▶ [What to work on]: Send back all of the data, word for word.

*** Opening of Listed entries ***

PR #137, opened 2023-04-03
Make all the requests async in the Translation Memory

amieiro:
## Why?

In #134 we add the integration with OpenAI (ChatGPT) and DeepL. In that PR, the API calls were synchronous, so if any API takes a lot of time to respond, the whole response will be affected.

## What?

In this PR I have improved this approach, splitting the existing AJAX call in 3 calls (internal translation memory, OpenAI and DeepL). 

## Testing

1. Test with empty and wrong API keys for both external systems. You should get only the suggestions from the internal TM.
2. Add a good OpenAI key. You should get the suggestions from the internal TM and from OpenAI.
3. Add a good DeepL key. You should get the suggestions from the 3 systems: internal TM, from OpenAI and from DeepL.
4. Change the OpenAI key to a bad one. You should get the suggestions from the internal TM and from DeepL.
5. Change the DeepL key to a bad one. You should get the suggestions from the internal TM.

## Design decisions 
- If the response is incorrect or empty, the AJAX query responses with "No suggestions.".
- The new AJAX calls (OpenAI and DeepL) are only made if the user has a non-empty API key in her settings.
- If the user has an incorrect API key, the external query is made. 
- If all the responses are incorrect, I remove the "No suggestions." duplicates. 
- If at least one of the 3 queries has some content in the response, I remove the "No suggestions." replies from the other systems.

image

### DIFF
--- a/wordpress.org/public_html/wp-content/plugins/wporg-gp-translation-suggestions/inc/class-plugin.php
+++ b/wordpress.org/public_html/wp-content/plugins/wporg-gp-translation-suggestions/inc/class-plugin.php
@@ -127,16 +127,18 @@ class Plugin {
 		);
 
 		$gp_default_sort         = get_user_option( 'gp_default_sort' );
-		$get_openai_translations = empty( trim( gp_array_get( $gp_default_sort, 'openai_api_key' ) ) ) ? 'false' : 'true';
-		$get_deepl_translations  = empty( trim( gp_array_get( $gp_default_sort, 'deepl_api_key' ) ) ) ? 'false' : 'true';
+		$get_openai_translations = ! empty( trim( gp_array_get( $gp_default_sort, 'openai_api_key' ) ) );
+		$get_deepl_translations  = ! empty( trim( gp_array_get( $gp_default_sort, 'deepl_api_key' ) ) );
 
 		wp_localize_script(
 			'gp-translation-suggestions',
 			'gpTranslationSuggestions',
 			array(
-				'nonce'                   => wp_create_nonce( 'gp-translation-suggestions' ),
-				'get_openai_translations' => $get_openai_translations,
-				'get_deepl_translations'  => $get_deepl_translations,
+				'nonce'                     => wp_create_nonce( 'gp-translation-suggestions' ),
+				'get_external_translations' => array(
+					'get_openai_translations' => $get_openai_translations,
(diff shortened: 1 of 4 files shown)


wordpress.org/public_html/wp-content/plugins/wporg-gp-translation-suggestions/inc/class-plugin.php
```diff
@@ -112,25 +114,41 @@ public function pre_tmpl_load( $template, $args ) {
...
 			'gp-translation-suggestions',
 			plugins_url( './js/translation-suggestions.js', PLUGIN_FILE ),
-			[ 'gp-editor' ],
+			array( 'gp-editor' ),
 			'20190510'
 		);
 
+		$gp_default_sort         = get_user_option( 'gp_default_sort' );
+		$get_openai_translations = empty( trim( gp_array_get( $gp_default_sort, 'openai_api_key' ) ) ) ? 'false' : 'true';
+		$get_deepl_translations  = empty( trim( gp_array_get( $gp_default_sort, 'deepl_api_key' ) ) ) ? 'false' : 'true';
```
akirk: It works but I am curious why you're using strings here instead of booleans.

akirk (approved):
I tested it and it worked fine. Not a blocker but I noticed that if for example the TM comes back first with no suggestions it for a brief moment shows "No suggestions" only to be replaced with a result from DeepL or OpenAI. Maybe we should show multiple loading indicators?

wordpress.org/public_html/wp-content/plugins/wporg-gp-translation-suggestions/inc/class-plugin.php
amieiro: I have resolved this in [this commit](https://github.com/WordPress/wordpress.org/pull/137/commits/532d018257b76097aa340fb05efc2ae8cdb277cb).

amieiro: Related with the "No suggestions" situation, I think the best approach is to show the translations when we receive them and finally, if we don't have any translation, to show the "No suggestions" message. I will do this in a different PR.

amieiro:
This PR has been [committed to the SVN](https://meta.trac.wordpress.org/changeset/12527) and deployed, so I close it.

PR #139, opened 2023-04-18
Add the GlotPress playground

akirk:
This adds playground.wordpress.net to translate.wordpress.org:
Screenshot 2023-04-18 at 16 10 24

After translating, you can directly submit back to translate.wordpress.org:
wpgp-glotpress-contribute-back-on-dot-org


akirk:
Shipped

PR #772, opened 2023-01-18
Make the full Forgot your Password form work properly with Ajax and a…

### LINKED ISSUE #719: Password reset confirmation just sends you to a JSON page
just says `{success: true}`

mcrutch:
…lerts

Closes #719

### DIFF
--- a/app/assets/javascripts/login.js
+++ b/app/assets/javascripts/login.js
@@ -46,4 +46,16 @@ $(document).ready(function() {
       $(".login-flashes").append("<p class='text-danger'>Please verify it is correct and try again</p>");
     })
   }
+  if(element=document.querySelector("#reset_password_full")){
+    element.addEventListener("ajax:success", function(event) {
+      console.log("Successfully reset password");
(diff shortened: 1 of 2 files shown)


app/assets/javascripts/login.js
```diff
@@ -46,4 +46,16 @@ $(document).ready(function() {
       $(".login-flashes").append("<p class='text-danger'>Please verify it is correct and try again</p>");
```
manfromjupyter, line 46: For all of the text-danger and text-successes, could we add a role='alert' on these too just for accessibility stuff for the workflow of resetting password for example from the modal, not from the reset password page.

ex.
```js
$(".login-flashes").append("<p class='text-danger'>Invalid e-mail address</p>");
```
turn into:
```js
$(".login-flashes").append("<p class='text-danger' role='alert'>Invalid e-mail address</p>");
```

mcrutch: We should loop that in under another ticket since that is related to the other login/change password workflow from the pop-up dialog (versus from the /users/sign_in URL)

manfromjupyter (approved):

PR #773, opened 2023-01-18
Re-work Run in Jupyter dialog

### LINKED ISSUE #424: Run in Jupyter modal needs to be pulled out of JS code for Accessibility and styling fixes
Currently the modal is hardcoded. Proposal is to keep the scripting the same, but take out those hacks in place of a rails-made modal.

Need to consistency across the product, accessibility in the future, and one annoying bug for some people:
"long URLs wrap outside the table when multiple environments exists but none are default"

### LINKED ISSUE #591: The "Select Jupyter environment" modal needs to be generated the way we generate other modals
Currently it is generated via a bootbox-alert via JS (if I am seeing it right). What issues this causes (despite being styled the same) is for low visions users, when zoomed at 400% you can't scroll up or down to read the full dialog and for screenreaders and abulatory users, the focus is not trapped within the modal; you can tab your way out of it.

Also missing a modal description, etc

mcrutch:
Closes #424 
Closes #591


app/assets/javascripts/run_in_jupyter.js.erb
```diff
@@ -10,15 +10,28 @@ $(document).ready(function() {
...
+    var name =  $('#runInJupyterName').val();
+    var url =  $('#runInJupyterUrl').val();
+    var notebook = $('#runInJupyterNotebook').val();
+    var user_interface =  $('#runInJupyterUserInterface').val();
+    send(name,url,notebook,user_interface);
+    $('#runInJupyterOverwrite').modal('hide');
+  });
 
+  $(document).on('click','.run_jupyter', function() {
+    loadingGif();
```
mcrutch, line 34: This won't work on most pages yet.  Might roll back to the dialog for now, or just skip having a "opening" dialog at all, and then come back and do loadingGif here later maybe?

manfromjupyter (approved):
Code looks good and confirmed it works for failed environments and selecting which environment to run. Couldn't test live run or overwriting notebook dialog but it looks good.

*** Close of Listed entries ***

▶ [Written answer]:
PR #137, opened 2023-04-03
Make all the requests async in the Translation Memory

amieiro:
## Why?

In #134 we add the integration with OpenAI (ChatGPT) and DeepL. In that PR, the API calls were synchronous, so if any API takes a lot of time to respond, the whole response will be affected.

## What?

In this PR I have improved this approach, splitting the existing AJAX call in 3 calls (internal translation memory, OpenAI and DeepL). 

## Testing

1. Test with empty and wrong API keys for both external systems. You should get only the suggestions from the internal TM.
2. Add a good OpenAI key. You should get the suggestions from the internal TM and from OpenAI.
3. Add a good DeepL key. You should get the suggestions from the 3 systems: internal TM, from OpenAI and from DeepL.
4. Change the OpenAI key to a bad one. You should get the suggestions from the internal TM and from DeepL.
5. Change the DeepL key to a bad one. You should get the suggestions from the internal TM.

## Design decisions 
- If the response is incorrect or empty, the AJAX query responses with "No suggestions.".
- The new AJAX calls (OpenAI and DeepL) are only made if the user has a non-empty API key in her settings.
- If the user has an incorrect API key, the external query is made. 
- If all the responses are incorrect, I remove the "No suggestions." duplicates. 
- If at least one of the 3 queries has some content in the response, I remove the "No suggestions." replies from the other systems.

image

### DIFF
--- a/wordpress.org/public_html/wp-content/plugins/wporg-gp-translation-suggestions/inc/class-plugin.php
+++ b/wordpress.org/public_html/wp-content/plugins/wporg-gp-translation-suggestions/inc/class-plugin.php
@@ -127,16 +127,18 @@ class Plugin {
 		);
 
 		$gp_default_sort         = get_user_option( 'gp_default_sort' );
-		$get_openai_translations = empty( trim( gp_array_get( $gp_default_sort, 'openai_api_key' ) ) ) ? 'false' : 'true';
-		$get_deepl_translations  = empty( trim( gp_array_get( $gp_default_sort, 'deepl_api_key' ) ) ) ? 'false' : 'true';
+		$get_openai_translations = ! empty( trim( gp_array_get( $gp_default_sort, 'openai_api_key' ) ) );
+		$get_deepl_translations  = ! empty( trim( gp_array_get( $gp_default_sort, 'deepl_api_key' ) ) );
 
 		wp_localize_script(
 			'gp-translation-suggestions',
 			'gpTranslationSuggestions',
 			array(
-				'nonce'                   => wp_create_nonce( 'gp-translation-suggestions' ),
-				'get_openai_translations' => $get_openai_translations,
-				'get_deepl_translations'  => $get_deepl_translations,
+				'nonce'                     => wp_create_nonce( 'gp-translation-suggestions' ),
+				'get_external_translations' => array(
+					'get_openai_translations' => $get_openai_translations,
(diff shortened: 1 of 4 files shown)


wordpress.org/public_html/wp-content/plugins/wporg-gp-translation-suggestions/inc/class-plugin.php
```diff
@@ -112,25 +114,41 @@ public function pre_tmpl_load( $template, $args ) {
...
 			'gp-translation-suggestions',
 			plugins_url( './js/translation-suggestions.js', PLUGIN_FILE ),
-			[ 'gp-editor' ],
+			array( 'gp-editor' ),
 			'20190510'
 		);
 
+		$gp_default_sort         = get_user_option( 'gp_default_sort' );
+		$get_openai_translations = empty( trim( gp_array_get( $gp_default_sort, 'openai_api_key' ) ) ) ? 'false' : 'true';
+		$get_deepl_translations  = empty( trim( gp_array_get( $gp_default_sort, 'deepl_api_key' ) ) ) ? 'false' : 'true';
```
akirk: It works but I am curious why you're using strings here instead of booleans.

akirk (approved):
I tested it and it worked fine. Not a blocker but I noticed that if for example the TM comes back first with no suggestions it for a brief moment shows "No suggestions" only to be replaced with a result from DeepL or OpenAI. Maybe we should show multiple loading indicators?

wordpress.org/public_html/wp-content/plugins/wporg-gp-translation-suggestions/inc/class-plugin.php
amieiro: I have resolved this in [this commit](https://github.com/WordPress/wordpress.org/pull/137/commits/532d018257b76097aa340fb05efc2ae8cdb277cb).

amieiro: Related with the "No suggestions" situation, I think the best approach is to show the translations when we receive them and finally, if we don't have any translation, to show the "No suggestions" message. I will do this in a different PR.

amieiro:
This PR has been [committed to the SVN](https://meta.trac.wordpress.org/changeset/12527) and deployed, so I close it.

PR #139, opened 2023-04-18
Add the GlotPress playground

akirk:
This adds playground.wordpress.net to translate.wordpress.org:
Screenshot 2023-04-18 at 16 10 24

After translating, you can directly submit back to translate.wordpress.org:
wpgp-glotpress-contribute-back-on-dot-org


akirk:
Shipped

PR #772, opened 2023-01-18
Make the full Forgot your Password form work properly with Ajax and a…

### LINKED ISSUE #719: Password reset confirmation just sends you to a JSON page
just says `{success: true}`

mcrutch:
…lerts

Closes #719

### DIFF
--- a/app/assets/javascripts/login.js
+++ b/app/assets/javascripts/login.js
@@ -46,4 +46,16 @@ $(document).ready(function() {
       $(".login-flashes").append("<p class='text-danger'>Please verify it is correct and try again</p>");
     })
   }
+  if(element=document.querySelector("#reset_password_full")){
+    element.addEventListener("ajax:success", function(event) {
+      console.log("Successfully reset password");
(diff shortened: 1 of 2 files shown)


app/assets/javascripts/login.js
```diff
@@ -46,4 +46,16 @@ $(document).ready(function() {
       $(".login-flashes").append("<p class='text-danger'>Please verify it is correct and try again</p>");
```
manfromjupyter, line 46: For all of the text-danger and text-successes, could we add a role='alert' on these too just for accessibility stuff for the workflow of resetting password for example from the modal, not from the reset password page.

ex.
```js
$(".login-flashes").append("<p class='text-danger'>Invalid e-mail address</p>");
```
turn into:
```js
$(".login-flashes").append("<p class='text-danger' role='alert'>Invalid e-mail address</p>");
```

mcrutch: We should loop that in under another ticket since that is related to the other login/change password workflow from the pop-up dialog (versus from the /users/sign_in URL)

manfromjupyter (approved):

PR #773, opened 2023-01-18
Re-work Run in Jupyter dialog

### LINKED ISSUE #424: Run in Jupyter modal needs to be pulled out of JS code for Accessibility and styling fixes
Currently the modal is hardcoded. Proposal is to keep the scripting the same, but take out those hacks in place of a rails-made modal.

Need to consistency across the product, accessibility in the future, and one annoying bug for some people:
"long URLs wrap outside the table when multiple environments exists but none are default"

### LINKED ISSUE #591: The "Select Jupyter environment" modal needs to be generated the way we generate other modals
Currently it is generated via a bootbox-alert via JS (if I am seeing it right). What issues this causes (despite being styled the same) is for low visions users, when zoomed at 400% you can't scroll up or down to read the full dialog and for screenreaders and abulatory users, the focus is not trapped within the modal; you can tab your way out of it.

Also missing a modal description, etc

mcrutch:
Closes #424 
Closes #591


app/assets/javascripts/run_in_jupyter.js.erb
```diff
@@ -10,15 +10,28 @@ $(document).ready(function() {
...
+    var name =  $('#runInJupyterName').val();
+    var url =  $('#runInJupyterUrl').val();
+    var notebook = $('#runInJupyterNotebook').val();
+    var user_interface =  $('#runInJupyterUserInterface').val();
+    send(name,url,notebook,user_interface);
+    $('#runInJupyterOverwrite').modal('hide');
+  });
 
+  $(document).on('click','.run_jupyter', function() {
+    loadingGif();
```
mcrutch, line 34: This won't work on most pages yet.  Might roll back to the dialog for now, or just skip having a "opening" dialog at all, and then come back and do loadingGif here later maybe?

manfromjupyter (approved):
Code looks good and confirmed it works for failed environments and selecting which environment to run. Couldn't test live run or overwriting notebook dialog but it looks good.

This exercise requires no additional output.